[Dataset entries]

PR #10500, opened 2026-09-02
curate: Add Mitochondrial Complex I Deficiency, Nuclear Type 1 (MONDO:0100224, NDUFS4)

### LINKED ISSUE #10490: Curate mitochondrial complex I deficiency, nuclear type 1 (MONDO:0100224)
Curate a dismech entry for **mitochondrial complex I deficiency, nuclear type 1** ([MONDO:0100224](https://monarchinitiative.org/MONDO:0100224)) — biallelic *NDUFS4* variants; loss of an accessory subunit needed for the final assembly and stability of complex I, and the archetypal nuclear-gene cause of Leigh syndrome.

**First decide what this should be, and treat this as the substantive question.** This is the lump/split call, and it points two ways at once.

Toward standalone: the KB already holds `Mitochondrial_Complex_I_Deficiency_Nuclear_Type_6`, `_23`, `_24` and `_34`, so per-subtype MC1DN entries are established convention, and `MONDO:0100224` is bound nowhere in `kb/`.

Toward subtype: `kb/disorders/Leigh_Syndrome.yaml` has a `has_subtypes` block and already carries **NDUFS4** in its `genetic:` section, names it in the top-level description, and cites the `Ndufs4(-/-)` mouse. NDUFS4 disease is classically Leigh syndrome, so this may be coverage rather than a gap.

Check what the Leigh entry actually **binds** rather than what it mentions — a gene named in prose with no bound term and no gene-specific pathograph is coverage in appearance only, which is what the cblA case (#10260) turned on, while the VWM5 case (#10424) went the other way when the umbrella genuinely bound the gene. Read both of those before deciding, compare against how the existing MC1DN siblings relate to their own parent, and defend the choice in the PR body. `SUBTYPE` plus a stub deletion is a completed curation. Do not modify the Leigh entry to make room.

Stub: `stubs/Mitochondrial_Complex_I_Deficiency_Nuclear_Type_1.yaml`

kevinschaper:
Adds a dismech entry for **mitochondrial complex I deficiency, nuclear type 1** ([MONDO:0100224](https://monarchinitiative.org/MONDO:0100224), biallelic *NDUFS4*), curated as its own Disease rather than as a subtype of Leigh syndrome. `Leigh_Syndrome.yaml` was not modified.

Closes #10490

## The lump/split call

The issue was right that this points both ways. Here is the argument on both sides, checked rather than assumed.

### What `Leigh_Syndrome.yaml` actually binds

This is **not** the cblA pattern from #10260, where the gene was named in prose with nothing behind it. Leigh genuinely binds NDUFS4:

| | |
|---|---|
| `genetic:` | A dedicated NDUFS4 record with the gene term bound to **`hgnc:7711`**, an `association` sentence, its own `HP:0000007` autosomal recessive inheritance block, and cited evidence |
| `pathophysiology:` | A node "Complex I deficiency" carrying `hgnc:7711` in its `genes` list, alongside NDUFV1 and MT-ND5 |
| description | Names NDUFS4 explicitly |

ClinGen points the same way: its Mitochondrial Diseases GCEP curates **NDUFS4 against Leigh syndrome (MONDO:0009723)**, Definitive — not against MONDO:0100224.

So on the surface this looks like the VWM5 case (#10424), which went to `SUBTYPE`.

### Why it is nevertheless a Disease

Four reasons, in order of weight.

**1. MONDO does not place MC1DN1 under Leigh syndrome.** MONDO:0100224's parents are `mitochondrial complex I deficiency, nuclear type` (MONDO:0100223) and `inborn mitochondrial myopathy` (MONDO:0009637). This is the structural difference from VWM5, where MONDO:0957873 **is** a direct child of the umbrella entry's own term — there, a `has_subtypes` record would have restated a relation the ontology already asserts. Here it would assert a different one.

**2. VWM5 turned on subunit identity not predicting phenotype. Complex I is the opposite.** The VWM5 decision rested on two cohorts (n=83 and n=341) showing that which eIF2B subunit is mutated does not track severity, so there was no gene-specific pathograph to write. In complex I, a review comparing **22 NDUFS4 patients against 198 patients with 24 other complex I gene defects** concluded NDUFS4 disease is uniformly early-onset and severe — while sibling genes already curated here span Leigh syndrome to *isolated optic atrophy* (NDUFA12, NDUFAF8) and PEO-plus to neonatal death (NDUFS8). Gene identity carries prognostic information in this group.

## What you will do
Write out every entry verbatim.

## Task answer
PR #10500, opened 2026-09-02
curate: Add Mitochondrial Complex I Deficiency, Nuclear Type 1 (MONDO:0100224, NDUFS4)

### LINKED ISSUE #10490: Curate mitochondrial complex I deficiency, nuclear type 1 (MONDO:0100224)
Curate a dismech entry for **mitochondrial complex I deficiency, nuclear type 1** ([MONDO:0100224](https://monarchinitiative.org/MONDO:0100224)) — biallelic *NDUFS4* variants; loss of an accessory subunit needed for the final assembly and stability of complex I, and the archetypal nuclear-gene cause of Leigh syndrome.

**First decide what this should be, and treat this as the substantive question.** This is the lump/split call, and it points two ways at once.

Toward standalone: the KB already holds `Mitochondrial_Complex_I_Deficiency_Nuclear_Type_6`, `_23`, `_24` and `_34`, so per-subtype MC1DN entries are established convention, and `MONDO:0100224` is bound nowhere in `kb/`.

Toward subtype: `kb/disorders/Leigh_Syndrome.yaml` has a `has_subtypes` block and already carries **NDUFS4** in its `genetic:` section, names it in the top-level description, and cites the `Ndufs4(-/-)` mouse. NDUFS4 disease is classically Leigh syndrome, so this may be coverage rather than a gap.

Check what the Leigh entry actually **binds** rather than what it mentions — a gene named in prose with no bound term and no gene-specific pathograph is coverage in appearance only, which is what the cblA case (#10260) turned on, while the VWM5 case (#10424) went the other way when the umbrella genuinely bound the gene. Read both of those before deciding, compare against how the existing MC1DN siblings relate to their own parent, and defend the choice in the PR body. `SUBTYPE` plus a stub deletion is a completed curation. Do not modify the Leigh entry to make room.

Stub: `stubs/Mitochondrial_Complex_I_Deficiency_Nuclear_Type_1.yaml`

kevinschaper:
Adds a dismech entry for **mitochondrial complex I deficiency, nuclear type 1** ([MONDO:0100224](https://monarchinitiative.org/MONDO:0100224), biallelic *NDUFS4*), curated as its own Disease rather than as a subtype of Leigh syndrome. `Leigh_Syndrome.yaml` was not modified.

Closes #10490

## The lump/split call

The issue was right that this points both ways. Here is the argument on both sides, checked rather than assumed.

### What `Leigh_Syndrome.yaml` actually binds

This is **not** the cblA pattern from #10260, where the gene was named in prose with nothing behind it. Leigh genuinely binds NDUFS4:

| | |
|---|---|
| `genetic:` | A dedicated NDUFS4 record with the gene term bound to **`hgnc:7711`**, an `association` sentence, its own `HP:0000007` autosomal recessive inheritance block, and cited evidence |
| `pathophysiology:` | A node "Complex I deficiency" carrying `hgnc:7711` in its `genes` list, alongside NDUFV1 and MT-ND5 |
| description | Names NDUFS4 explicitly |

ClinGen points the same way: its Mitochondrial Diseases GCEP curates **NDUFS4 against Leigh syndrome (MONDO:0009723)**, Definitive — not against MONDO:0100224.

So on the surface this looks like the VWM5 case (#10424), which went to `SUBTYPE`.

### Why it is nevertheless a Disease

Four reasons, in order of weight.

**1. MONDO does not place MC1DN1 under Leigh syndrome.** MONDO:0100224's parents are `mitochondrial complex I deficiency, nuclear type` (MONDO:0100223) and `inborn mitochondrial myopathy` (MONDO:0009637). This is the structural difference from VWM5, where MONDO:0957873 **is** a direct child of the umbrella entry's own term — there, a `has_subtypes` record would have restated a relation the ontology already asserts. Here it would assert a different one.

**2. VWM5 turned on subunit identity not predicting phenotype. Complex I is the opposite.** The VWM5 decision rested on two cohorts (n=83 and n=341) showing that which eIF2B subunit is mutated does not track severity, so there was no gene-specific pathograph to write. In complex I, a review comparing **22 NDUFS4 patients against 198 patients with 24 other complex I gene defects** concluded NDUFS4 disease is uniformly early-onset and severe — while sibling genes already curated here span Leigh syndrome to *isolated optic atrophy* (NDUFA12, NDUFAF8) and PEO-plus to neonatal death (NDUFS8). Gene identity carries prognostic information in this group.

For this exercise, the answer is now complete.